Good day,
I am having some problems with the Laplace transform of $f(t) = \int_{0}^t{u^2e^u\textrm{d}u}$. $$\mathcal{L}\left [\int_{0}^t{u^2e^u\textrm{d}u} \right ]$$
using the property :
$$\mathcal{L} \left [\int_{0}^{t}f(u)\mathrm{d}u \right ] = \frac{F(s)}{s},s>\textrm{max}\left \{ 0,a \right \}$$
This is what I have tried so far :
- $$\int_{0}^{t}u^2e^u\textrm{d}u = e^tt^2-2te^t+2e^t-2 \textrm{ (Integration by parts)}$$
- $$\mathcal{L} \left [e^tt^2-2te^t+2e^t-2 \right ] = \frac{2}{(s-1)^3}-\frac{2}{(s-1)^2}+\frac{2}{s-1}-\frac{2}{s}$$
- $$ \frac{\mathcal{L} \left [e^tt^2-2te^t+2e^t-2 \right ]}{s} = \frac{2}{s^2(s-1)^3} $$
The solution of the problem is : $$\frac{2}{s(s-1)^3}$$
Thanks in advance,
Emanuel Camacho
You did not use the suggested property.

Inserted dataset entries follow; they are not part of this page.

PR #1098, opened 2023-09-07
GitHub org/repo/issue sync improvements

### LINKED ISSUE #877: Race condition of repository installation & issue synchronization
We have a known race condition for installing & synchronizing repositories. It's triggered twice:
1. GitHub webhook event: `installation.created`
2. By user during initialization (UI) upon being redirected back to Polar post-installation.

We need to support both since `#2` is not guaranteed. Simultaneously, `#1` is required to give instant feedback and real-time feedback to end-user, and sometimes `#2` is delayed.

This has worked fine: 1) No issues & 2) Average number of issues per repository is not too high so despite this we're still only using a fraction of our rate limit.

However, recently we ran into an issue for the first time (Sentry Issue ID: 4324443250) of an `IntegrityError` exception during task `github.issue.sync.issue_dependencies`. Mostly, we use upserts, but for dependencies we do need to do individual API calls so we fallback on the typical get or create pattern.

Unfortunately, the UI installation `#2` attempted to synchronize the exact same dependency at the same time as `#1`. Causing the `IntegrityError`.

Simultaneously, it was for a repository with 1.5k issues so since we ran it twice it almost consumed all of our rate limit for the installation.

/End of debugging context :-)

**Solution**
We still need to support `#1` and `#2`, however we should introduce a lock mechanism so only one can initiate it.

## Funding

<a href="https://polar.sh/polarsource/polar/issues/877">
<picture>
  <source media="(prefers-color-scheme: dark)" srcset="https://polar.sh/api/github/polarsource/polar/issues/877/pledge.svg?darkmode=1">
  Fund with Polar
</picture>
</a>

frankie567:
Should eventually fix #877

This PR grow quite big (sorry), but I think it makes sense as it's all related around the external issue synchronization issue. A few highlights:

## 1. Fix typing for `Organization.installation_id`

The property `installation_id` was typed as `int`, but it should be `int | None` as it's nullable (in the case of external organization).

Making this change was causing typing issues everywhere we used it assuming it was non-null. Some places however handled it with a local `Exception`.

To improve this, I introduce a property `safe_installation_id`, which always return an `int` or raise a `NotInstalledOrganization`. This satisfies the type checker and avoid to have manual logic everywhere we use this value.

## 2. Harmonize `create_or_update` methods for Organization, Repository and Issue

We had several flavors to create organization and repositories from GitHub data. I tried to harmonize this so there is one only clear path to perform this action.

It also systematically updates it, so we can better account for cases where an repository/issue has been transferred.

## 3. Implement a shared lock mechanism with Redis

I implemented a simple lock mechanism using built-in Redis tools. This may be handy in a few cases.

Right now, I've used it around the external issue synchronization, so we avoid the race conditions we met in #877.

> Side note: from my testing, the race condition can actually happen also on the web app. Next.js makes two successive calls to `/lookup` on the issue page. That's why I was interested in switching our client from `axios` to `fetch`.

---

That's about it! I really would like your feedback on this one, as it involves trickier changes.

### DIFF
--- a/server/polar/integrations/github/service/issue.py
+++ b/server/polar/integrations/github/service/issue.py
@@ -279,11 +279,8 @@ class GithubIssueService(IssueService):
         installation_id = (
             crawl_with_installation_id
             if crawl_with_installation_id
-            else org.installation_id
+            else org.safe_installation_id
         )
-
-        if not installation_id:
-            raise Exception("no github installation id found")
 
         client = github.get_app_installation_client(installation_id)
 
@@ -497,7 +494,7 @@ class GithubIssueService(IssueService):
         repository: Repository,
         issue: Issue,
     ) -> Issue:
-        client = github.get_app_installation_client(organization.installation_id)
+        client = github.get_app_installation_client(organization.safe_installation_id)
 
         labels = await client.rest.issues.async_add_labels(
             organization.name, repository.name, issue.number, data=["polar"]
@@ -514,7 +511,7 @@ class GithubIssueService(IssueService):
         repository: Repository,
         issue: Issue,
     ) -> Issue:
-        client = github.get_app_installation_client(organization.installation_id)
+        client = github.get_app_installation_client(organization.safe_installation_id)
 
         labels = await client.rest.issues.async_remove_label(
             organization.name, repository.name, issue.number, "polar"
@@ -631,11 +628,8 @@ class GithubIssueService(IssueService):
         installation_id = (
             crawl_with_installation_id
             if crawl_with_installation_id
-            else organization.installation_id
+            else organization.safe_installation_id
         )
-
-        if not installation_id:
-            raise Exception("no github installation id found")
 
         client = github.get_app_installation_client(installation_id)
 
--- a/server/polar/integrations/github/service/issue.py
+++ b/server/polar/integrations/github/service/issue.py
@@ -841,7 +841,7 @@ class GithubIssueService(IssueService):
             if r.private:
                 continue
 
-            org = await github_organization.update_or_create_org_from_github(
+            org = await github_organization.create_or_update_from_github(
                 session, r.owner
             )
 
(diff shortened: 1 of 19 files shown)


server/polar/integrations/github/service/issue.py
```diff
@@ -553,154 +549,55 @@ async def sync_external_org_with_repo_and_issue(
...
-                if e.response.status_code == 401:
-                    raise ResourceNotFound()
-                # re-raise other status codes
-                raise e
-
-            # check if we have org with same external_id
-            organization = await github_organization.get_by_external_id(
-                session, owner.id
+        try:
+            github_repository_response = await client.rest.repos.async_get(
```
zegl, line 559: Previously this function would use locally cached results by default, and would only fallback to syncing from GitHub if it was missing. Maybe the method name is to blame here for the confusion, but that would be a nice property to keep. :)

That's especially important when called with `client=get_polar_client()` as we don't have too many API credits for that user.

server/polar/organization/schemas.py
```diff
@@ -86,34 +86,31 @@ class OrganizationCreate(OrganizationPrivateBase):
...
+        if installation is not None:
+            data = {
+                **data,
+                "installation_id": installation.id,
+                "installation_created_at": installation.created_at,
+                "installation_updated_at": installation.updated_at,
+                "installation_suspended_at": installation.suspended_at,
+            }
+
+        return cls(platform=Platforms.github, **data)
```
zegl, line 113: 🤔 Instead of adding `Any` and `**` can we split this into two classes? One with installation data and one without. That way we can still be type-safe and maybe even remove `exclude_unset`?

zegl (commented):
This PR does three very different things (installation_id / locking / cleanup), the installation_id and locking changes look great, but I have some comments on the other cleanup.

Wanna split out the installation_id and locking changes to their own PRs so that we can merge those separately?

frankie567:
I'll split the PR!

server/polar/integrations/github/service/issue.py
frankie567: Will improve that!

server/polar/organization/schemas.py
frankie567: I kinda like to have a single method that can handle both, but definitely doable to do so with more type-safety.

The `exclude_unset` trick is actually not needed given how we structured our schema. I can remove this.

PR #1141, opened 2023-09-11
Implement a dedicated email service

frankie567:
* Move out the sender service to its own module
* Move out the Jinja renderer service to its own module
* Add a base template (taken from https://github.com/ActiveCampaign/postmark-templates) for email so we have a bit more polished experience (it supports dark mode!):

Capture d’écran 2023-09-11 à 11 42 10

Capture d’écran 2023-09-11 à 11 42 12


zegl:
LGTM! Did you discuss with @birkjernstrom about redesigning all emails? I don't remember how intentional the previous aesthetic was.

frankie567:
I did not, but yes, we could use @birkjernstrom's opinion. It's just a small wrapper to the existing emails, their content is untouched.

frankie567:
Now, with the logo! It'll be served by our Next.js app on Vercel, so we'll benefit from their CDN.

Capture d’écran 2023-09-12 à 09 08 51

Capture d’écran 2023-09-12 à 09 08 53

Issue #1052, opened 2023-09-03
Backer: Magic link sign in w. upgrade path to GitHub


birkjernstrom:
**Problem**
Upon funding an issue today, backers provide their email and can only upgrade to an account if they do so directly after the pledge on the "Thank you"-page via GitHub login. We should improve this to support backers to login with an account associated with their email using magic links. From there they can easily upgrade their account with GitHub in their settings and that we encourage them to do so via the dashboard.

Full design of the flow is in [Figma](https://www.figma.com/file/1p2oOjsRBgSrr3SC4zySJG/Polar-Latest-Design?type=design&node-id=222%3A6136&mode=design&t=2dP5iMGSceiaWzBp-1). Core flow illustrated below. 

![Image](https://github.com/polarsource/polar/assets/281715/f40eb29c-b827-4fdc-b455-860fc713cf46)
![Image](https://github.com/polarsource/polar/assets/281715/eda7d67b-67fd-40cb-bd0e-ef8e3308866e)
![Image](https://github.com/polarsource/polar/assets/281715/294a87a9-5006-418b-8ccf-8988e6638f89)
![Image](https://github.com/polarsource/polar/assets/281715/ea724d57-596c-47c5-8ec3-74206118085a)

**Considerations**
- We need to create users for each successful pledge. Basic user without GitHub connection.
- We need a migration script to generate such users for historical, successful, pledges (no abandoned checkouts)
- We need to make sure pledges for the same email are connected to a single user

**Todo**
_Not final. To be flushed out as we build _
- [x] Get || Create a user once a pledge is made tied to the given email (case sensitive/insensitive?)
- [x] Connect the pledge to the user
- [x] Ability to sign in using magic links and a verification code we send in the email too for additional security (Vercel-style)
   - [x] Link should expire within X minutes (30?)
   - [x] Link should only be able to be used once
- [x] Ability to connect GitHub to the account via settings
- [x] Automatically connect accounts if backer has an email account and later signs in with GitHub which has the same email address

## Upvote & Fund

- We're using [Polar.sh](https://polar.sh/polarsource) so you can upvote and help fund this issue.
- We receive the funding once the issue is completed & confirmed by you.
- Thank you in advance for helping prioritize & fund our backlog :^)

<a href="https://polar.sh/polarsource/polar/issues/1052">
<picture>
[...]

PR #1153, opened 2023-09-12
Magic link authentication backend logic

frankie567:
Backend logic for magic link authentication (see #1052)


server/polar/magic_link/endpoints.py
```diff
@@ -0,0 +1,33 @@
...
+
+from polar.tags.api import Tags
+from polar.kit.db.postgres import AsyncSession
+from polar.postgres import get_db_session
+from polar.auth.service import AuthService, LoginResponse
+
+from .schemas import MagicLinkRequest
+from .service import magic_link as magic_link_service
+
+router = APIRouter(prefix="/magic-link", tags=[Tags.INTERNAL])
```
zegl: 1) It would be nice to change the prefix to "magic_link" to be consistent with other endpoints.
2) The tag here should be something like "magic_link". That way a "MagicLinkService" will be automatically created when you're generating the API client. :-)

server/polar/magic_link/tasks.py
```diff
@@ -0,0 +1,35 @@
...
+    ctx: JobContext, magic_link_id: UUID, token: str, polar_context: PolarWorkerContext
+) -> None:
+    with polar_context.to_execution_context():
+        async with AsyncSessionLocal() as session:
+            magic_link = await magic_link_service.get(session, magic_link_id)
+
+            if magic_link is None:
+                raise MagicLinkNotFoundError(magic_link_id)
+
+            await magic_link_service.send(magic_link, token)
```
zegl: I think it would be a good idea to send the emails directly without a queue, that way users can still log in even if the worker is slow/down/whatever.

server/polar/magic_link/endpoints.py
frankie567: 1. Ok, changed. Even though I tend to prefer kebab-case for URL 🙃
2. Added!

server/polar/magic_link/tasks.py
frankie567: Ok, let's do this.

PR #1156, opened 2023-09-13
server/reward: set an order_by clause to RewardService.list

frankie567:
Prevents the test `test_list_rewards_to_user` to be flaky (the DB was not always returningt the Pledges in the same order)


frankie567:
@zegl A small fix for a flaky test in `test_reward`!

Issue #1137, opened 2023-09-11
Propagate log Correlation ID from server to worker task


frankie567:
Currently, we have a log Correlation ID that's generated when we start to process an API request or a worker task.

Frequently, worker tasks are triggered during an API request. Thus, it would be handy to propagate the Correlation ID generated for the API request to the corresponding triggered tasks. This way, we could easily track all the logs for a whole scenario.

To keep things consistent, I suggest that we still generate a new Correlation ID for each worker task execution. The ID coming from the API request should be added to the log as another field, like `request_correlation_id`.

## Upvote & Fund

- We're using [Polar.sh](https://polar.sh/polarsource) so you can upvote and help fund this issue.
- We receive the funding once the issue is completed & confirmed by you.
- Thank you in advance for helping prioritize & fund our backlog :^)

<a href="https://polar.sh/polarsource/polar/issues/1137">
<picture>
  <source media="(prefers-color-scheme: dark)" srcset="https://polar.sh/api/github/polarsource/polar/issues/1137/pledge.svg?darkmode=1">
  <img alt="Fund with Polar" src="https://polar.sh/api/github/polarsource/polar/issues/1137/pledge.svg">
</picture>
</a>

PR #1192, opened 2023-09-18
server/dx: implement `request_correlation_id` in tasks logs

frankie567:
We had to move out the `on_job_start`/`on_job_end` approach.

Unfortunately, we don't have access to task arguments in this hook.

This prevents us to implement things like common arguments handling,
as we do for `request_correlation_id`.

To circumvent this limitation, we implement this behavior
through the `task_hooks` decorator.


frankie567:
Fix #1137

PR #9744, opened 2026-02-24
Handle non-recoverable payment declines by skipping dunning retries

pieterbeulque:
## Summary

When a payment fails with a non-recoverable Stripe decline code, the subscription is marked as `past_due` but automatic dunning retries are skipped. This avoids futile retries for permanently unusable payment methods, letting customers update their payment method instead.

### Unrecoverable decline codes (22)

| Category | Codes |
|---|---|
| Card issues | `expired_card`, `card_not_supported`, `incorrect_number`, `incorrect_cvc`, `invalid_cvc`, `invalid_expiry_year`, `invalid_pin` |
| Issuer blocks | `do_not_honor`, `not_permitted`, `restricted_card`, `stop_payment_order`, `pickup_card` |
| Fraud/security | `fraudulent`, `lost_card`, `stolen_card`, `merchant_blacklist`, `security_violation` |
| Account issues | `invalid_account`, `revocation_of_authorization`, `revocation_of_all_authorizations` |
| Other | `previously_declined_do_not_retry`, `live_mode_test_card` |

### Kept as recoverable (normal dunning)

`insufficient_funds`, `card_velocity_exceeded`, `pin_try_exceeded`, `generic_decline`, `try_again_later`, `processing_error`, `call_issuer`, `authentication_required`, Stripe Radar codes (`highest_risk_level`, `rule`, `elevated_risk_level`, `blocklist`), and payment-method-specific codes (CashApp, Affirm, Link).

## How it works

1. `handle_payment_failure()` fetches the latest payment for the order
2. Checks `Payment.decline_reason` against `UNRECOVERABLE_DECLINE_CODES`
3. If unrecoverable: clears `next_payment_attempt_at` (no retries), marks subscription `past_due`
4. If recoverable: proceeds with normal dunning flow

To make sure subscriptions get recovered when a new payment method is added, I also added logic to retry payments when a new default payment method is added by the customer portal. Previously, the normal dunning cadence would've recovered these, but that's no longer the case, so retrying upon updating payment method felt nice.

### DIFF
--- a/server/polar/order/service.py
+++ b/server/polar/order/service.py
@@ -2094,7 +2094,9 @@ class OrderService:
             )
 
             await repository.update(
-                order, update_dict={"next_payment_attempt_at": utc_now()}
+                order,
+                update_dict={"next_payment_attempt_at": utc_now()},
+                flush=True,
             )
 
             order.subscription.payment_method_id = payment_method.id
--- a/server/polar/models/subscription.py
+++ b/server/polar/models/subscription.py
@@ -15,6 +15,7 @@ from sqlalchemy import (
     String,
     Text,
     Uuid,
+    cast,
     event,
     type_coerce,
 )
@@ -345,11 +346,11 @@ class Subscription(CustomFieldDataMixin, MetadataMixin, RecordModel):
 
     @past_due_deadline.inplace.expression
     @classmethod
-    def _past_due_deadline_expression(cls) -> ColumnElement[datetime | None]:
+    def _past_due_deadline_expression(cls) -> ColumnElement[datetime]:
         total_interval = functools.reduce(
             operator.add, settings.DUNNING_RETRY_INTERVALS
         ) + timedelta(minutes=1)
-        return cls.past_due_at + total_interval
+        return cast(cls.past_due_at + total_interval, TIMESTAMP(timezone=True))
 
     def can_cancel(self, immediately: bool = False) -> bool:
         if not SubscriptionStatus.is_billable(self.status):


pieterbeulque:
@frankie567 - This _should_ work. Do you have any tips on how to manually test this in development? It requires time travel & tinkering with payment methods to allow an initial payment intent & then start failing on cycles…

Also, re: Stripe Radar codes (`highest_risk_level`, `rule`, `elevated_risk_level`, `blocklist`) - maybe these are unrecoverable too?

pieterbeulque:
Actually, I think this can get subscriptions to get stuck in `past_due` and never be revoked.

server/polar/order/service.py
```diff
@@ -1893,11 +1920,58 @@ async def handle_payment_failure(
         if order.subscription is None:
             return order
 
+        # Check if the latest payment has a non-recoverable decline code.
```
frankie567: I think this should not be handled here but rather in `_handle_first_dunning_attempt`, which is the logic triggered after the first payment failure (see next comment)

server/polar/order/service.py
frankie567: Here, you can retrieve the latest payment and check the decline code. If recoverable, set the retry date, otherwise, keep it `None`. The rest of the logic (mark past due, benefit enqueue, etc.) is untouched.

server/polar/order/service.py
```diff
@@ -1893,11 +1920,58 @@ async def handle_payment_failure(
...
+            )
+            return await self._handle_non_recoverable_payment_failure(session, order)
+
         if order.next_payment_attempt_at is None:
             return await self._handle_first_dunning_attempt(session, order)
 
         return await self._handle_consecutive_dunning_attempts(session, order)
 
+    @staticmethod
+    def _is_non_recoverable_decline(payment: Payment) -> bool:
```
frankie567: Let's put that and the `UNRECOVERABLE_DECLINE_CODES` directly on the Payment model in a `@property`. Worth to pre-emptively add a first `if self.processor == PaymentProcessor.stripe` at the beginning to be future-proof.

server/tests/order/test_service.py
```diff
@@ -2800,6 +2800,216 @@ async def test_void_order(
         assert result_order.next_payment_attempt_at is None
         mock_revoke.assert_called_once()
 
+    @freeze_time("2024-01-01 12:00:00")
+    async def test_non_recoverable_decline_code_skips_dunning(
```
frankie567, line 2804: I think two tests are enough: this one, `test_non_recoverable_decline_code_skips_dunning` and `test_recoverable_decline_enters_dunning`. Others are just variants that don't add too much value.

server/polar/order/repository.py
```diff
@@ -103,6 +103,34 @@ async def get_due_dunning_orders(self, *, options: Options = ()) -> Sequence[Ord
...
+            )
+            .options(joinedload(Order.subscription))
+        )
+        orders = await self.get_all(statement)
+        # Filter in Python: past_due_deadline is a computed property
+        return [
+            order
+            for order in orders
+            if order.subscription is not None
+            and order.subscription.past_due_deadline is not None
```
frankie567: Could be worth to have it as a `hybrid_property`. We can ask an LLM to do that in a follow-up task.

server/polar/order/service.py
```diff
@@ -1904,21 +1901,35 @@ async def _handle_first_dunning_attempt(
...
+        latest_payment = await payment_repository.get_latest_for_order(order.id)
+
+        if latest_payment is not None and latest_payment.is_non_recoverable:
+            log.info(
+                "Non-recoverable decline code detected, "
+                "scheduling retry at past_due_deadline",
+                order_id=order.id,
+                decline_reason=latest_payment.decline_reason,
+            )
+            next_retry_date = subscription.past_due_deadline
```
frankie567, line 1928: Why scheduling a retry if the payment is non-recoverable?

server/polar/order/service.py
```diff
@@ -2047,6 +2058,40 @@ async def _calculate_subscription_order_tax(
...
+                order_id=order.id,
+                subscription_id=order.subscription.id,
+                payment_method_id=payment_method.id,
+            )
+
+            await repository.update(
+                order, update_dict={"next_payment_attempt_at": utc_now()}
+            )
+
+            order.subscription.payment_method = payment_method
```
frankie567: Pretty sure you'll get a lazy load error here.

server/polar/order/service.py
```diff
@@ -2047,6 +2058,40 @@ async def _calculate_subscription_order_tax(
...
+            await session.flush()
```
frankie567: Flush looks superfluous here

server/tests/transaction/service/test_payout.py
```diff
@@ -83,8 +83,9 @@ async def test_stripe(
         assert len(transaction.paid_transactions) == 2 + len(
             transaction.account_incurred_transactions
         )
-        assert transaction.paid_transactions[0].id == balance_transaction_1.id
-        assert transaction.paid_transactions[1].id == balance_transaction_2.id
+        paid_transaction_ids = {t.id for t in transaction.paid_transactions}
+        assert balance_transaction_1.id in paid_transaction_ids
+        assert balance_transaction_2.id in paid_transaction_ids
```
frankie567, line 88: Lol, LLM was zealous here :p

pieterbeulque: It was a flaky test!

server/polar/order/service.py
pieterbeulque: Yeah, I should've probably made this more clear with a comment.

How it works now is that we schedule it to be retried at `subscription.past_due_deadline`, so that it'll be picked up by the dunning background job, and that will mark it from `past_due` → `revoked` after the full `past_due` dunning lifecycle (28 days iirc) without retrying the payments in between if we know they'll fail.

frankie567: Ah yes, good call :)

pieterbeulque:
Addressed all feedback!

server/polar/order/repository.py
pieterbeulque: Looking at what Claude with this feedback, looks pretty neat actually, being able to filter in SQL directly instead of in-memory.

frankie567: Yes, I love hybrid properties :D

PR #9766, opened 2026-02-24
Allow 100% off forever to skip payment intent setup

pieterbeulque:
I feel like this is needed to test subscriptions in production, otherwise you still have to use your own credit card details + a 100% off discount to go through the checkout flow. Using your own credit card details (for actual payments) is against our ToS.

I don't really like how it exposes us to dumb edge cases like not having a payment method on file when the discount is removed and all that, but hey…

Your call!

### DIFF
--- a/server/polar/models/checkout.py
+++ b/server/polar/models/checkout.py
@@ -333,6 +333,8 @@ class Checkout(
         if self.is_free_product_price:
             return False
 
+        # PWYW set to `0`, with an extra guard for metered prices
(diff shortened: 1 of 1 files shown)


Yopi:
I think this broke https://github.com/polarsource/polar/blame/main/server/tests/checkout/test_service.py#L5060, but I'm not sure why it didn't in this PR

Yopi:
Ah, because this was based on an older tree

PR #9768, opened 2026-02-25
Add Feature Flag benefit type

pieterbeulque:
Add a simple "Feature Flag" benefit type that merchants can grant when people should have access to something. This will replace our recommendation to use a "Custom" benefit for that.

It's technically the same, except that "Custom" supports a Markdown note, visible to the end customer, and "Feature Flag" supports JSON metadata, invisible to the end customer.

Rationale: I want to use this technical difference to do some future clean-ups to the end-customer journey for pure SaaS models that use only "Feature Flag" and "Meter Credit" benefits, where their benefits can effectively be hidden from emails & customer portal. This'll have Polar interfere less with the customer journey for SaaS-type merchants.

About the implementation, there's a lot of boilerplate code, maybe some of it can be removed, or do you prefer staying explicit?

### DIFF
--- a/docs/docs.json
+++ b/docs/docs.json
@@ -72,6 +72,7 @@
                   "features/benefits/credits",
                   "features/benefits/custom",
                   "features/benefits/discord-access",
+                  "features/benefits/feature-flags",
                   "features/benefits/file-downloads",
                   "features/benefits/github-access",
                   "features/benefits/license-keys"
--- a/docs/features/benefits/custom.mdx
+++ b/docs/features/benefits/custom.mdx
@@ -13,3 +13,11 @@ Secret message only customers can see, e.g [Cal.com](http://Cal.com) link, priva
 
 For custom integrations you can also distinguish benefits granted to customers to offer even more bespoke user benefits.
 
+<Note>
+  Previously, we recommended using a Custom benefit without a note as a way to
+  grant access to software or SaaS features — decoupling entitlements from
+  checking directly on products. We now recommend the
+  [Feature Flag](/features/benefits/feature-flags) benefit for this purpose, as
+  it's purpose-built for feature gating and supports key-value metadata.
+</Note>
+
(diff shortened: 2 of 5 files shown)


clients/packages/i18n/src/locales/fr.ts
```diff
@@ -218,12 +218,13 @@ export default {
...
   benefitTypes: {
+    custom: 'Personnalisé',
     license_keys: 'Clés de licence',
     github_repository: 'Accès au dépôt GitHub',
     discord: 'Invitation Discord',
-    downloadables: 'Fichiers',
-    custom: 'Personnalisé',
-    meter_credit: 'Crédits prépayés',
+    downloadables: 'Téléchargements de fichiers',
+    meter_credit: "Crédits d'utilisation",
```
frankie567: ⚠️ Feels like the LLM overrides translations that we carefully reviewed :/

clients/packages/i18n/src/locales/fr.ts
```diff
@@ -218,12 +218,13 @@ export default {
...
+    feature_flag: 'Drapeau de fonctionnalité',
```
frankie567: Oh my 😄 `Accès à une fonctionnalité`

pieterbeulque: Would just "Feature flag" also work? I feel like almost every language just adopts that from English, but I know the French aren't quick to do so 😁

clients/packages/i18n/src/locales/fr.ts
pieterbeulque: Ah, yes, I changed some values in English (Meter Credit → Meter credit) and that caused the LLM to re-run on those keys. I'll revert.

clients/packages/i18n/src/locales/fr.ts
frankie567: Hard to say 🤔 A Canadian from Quebec would probably yell at us, and I don't think I ever saw "Feature flag" used in the wild.

PR #9831, opened 2026-02-26
logs: Scrub logs stored in S3 a bit more heavily

Yopi:
Since we aim to store logs in S3 for a bit longer than the logfire 30 days, I think it would be a good idea to be a bit more heavy handed when it comes to our redactions.

Namely:
```
r"email",
r"user\.?name",
r"full\.?name",
r"first\.?name",
r"last\.?name",
r"phone",
r"address",
r"ip_?address",
r"cookie",
r"^http\.url$",
```


server/polar/logfire.py
```diff
@@ -136,6 +136,18 @@ def configure_logfire(service_name: Literal["server", "worker"]) -> None:
...
+                        r"email",
+                        r"user\.?name",
+                        r"full\.?name",
+                        r"first\.?name",
+                        r"last\.?name",
+                        r"phone",
+                        r"address",
+                        r"ip_?address",
+                        r"cookie",
+                        r"^http\.url$",
```
frankie567, line 149: Why scrubbing the URL? That's interesting info in general :D

Yopi: I was thinking that we get the route from other attributes like `http.url_path`, but the `http.url` contains query arguments that sometimes contains emails. Just tried to put on some belt and suspenders without making this useless for querying. Might be better to keep it in case someone tries to put interesting things in there?

frankie567: Ok, that's a fair point :) Approved 👍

Since: $$ \mathcal{L}(t^2 e^t) = \frac{2}{(s-1)^3},\tag{1}$$ it follows that: $$ \mathcal{L}\left(\int_{0}^{t}u^2 e^u\,du\right) = \frac{2}{s(s-1)^3}.\tag{2}$$ To prove $(1)$, you just have to recall that $\mathcal{L}(t^2)=\frac{2}{s^3}$.